Wednesday, May 31, 2006

System-Wide Records

I was looking at the standings yesterday and noticed that all four of the teams in the Seattle system are either tied for or in sole possession of first place in their league. Here are Seattle's four levels:

ML Seattle Monarchs, 1st place, 48-25
AAA Tacoma Titans, tied for 1st place, 41-32
AA Olympia Olygarchs, 1st place, 45-28
A Kent Kings, 1st place, 51-22

Unsurprisingly, the Seattle system has the best combined record so far this year. Here are the overall standings, combining all four levels.

Adams League
Seattle, 185-107, ,634, -
Brooklyn, 164-128, .562, 21 games back (tied for lead in AAA)
Saskatoon, 146-146, .500, 39 games back (best record is AA at 39-34)
Houston, 135-157, .462, 50 games back (best record is A at 36-37)
Hickory, 126-166, .432, 59 games back (best record is AAA at 34-39)
Denver, 120-172, .411, 65 games back (best record is A at 39-34)

Zotti League
River Cities, 162-130, .555, - (best record is AAA at 41-32)
Walla Walla, 154-138, .527, 8 games back (AA and A teams in first)
Danville, 151-141, .517, 11 games back (best record is AA at 43-30)
New York, 144-158, .477, 18 games back (best record is AA at 37-36)
South Bay, 133-159, .455, 29 games back (best record is AAA and AA at 32-41)
Covington, 132-160, .452, 30 games back (AAA team in first)

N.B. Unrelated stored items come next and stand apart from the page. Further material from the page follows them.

Issue #16, opened 2023-01-04
UI: "What happens to shielded funds"


wildmolasses:
From reqs: 

> “How to shield” and “What happens to shielded funds” should be obvious to first-time visitors.

Let's include a "What happens to shielded funds" section with appropriate copy. My first thought is that this belongs as a top level component that's visible just beside or below the form, but open to other ideas. Design-wise, should be considered together with #15

PR #31, opened 2023-01-09
Feature/how to section

### LINKED ISSUE #15: UI: "How to shield"
From reqs:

I thought it was interesting how the Zotti League standings were so scrambled and close while the Adams League teams basically mimic the major league standings and there are wide separations. Obviously, minor league records don't mean squat, but I still thought it was unusual.

3 comments:

  1. Yeah, it'd be interesting to see how records correlate with talent. Let's see...

    Minor Records MinLg System Rank
    Seattle Walla Walla
    Brooklyn New York
    River Cities Seattle
    Walla Walla River Cities
    Danville Covington
    Saskatoon Danville
    New York Denver
    Houston Brooklyn
    South Bay Houston
    Covington South Bay
    Hickory Hickory
    Denver Saskatoon

    Lemme post that for reference...

    ReplyDelete
  2. Damn spacing!

    So what we're looking at is only one team's minor league record rank corresponding with it's minor league system rank.

    Congratulations to Hickory for being strange and different.

    Overall we have these correspondences:

    Record outperforming system:
    Brooklyn (by 6)
    Saskatoon (by 6)
    Seattle (by 2)
    River Cities (by 1)
    Danville (by 1)
    Houston (by 1)
    South Bay (by 1)

    Matching ranks:
    Hickory

    Record underperforming system:
    Walla Walla (by 3)
    New York (by 5)
    Covington (by 5)
    Denver (by 5)

    So we have two extreme overperformers and three extreme underperformers and a host of near misses.

    What that tells you I couldn't begin to guess other than well...I don't know.

    ReplyDelete
  3. For what it's worth, I don't think I've ever won a minor league title, and my minor league teams rarely finish above .500.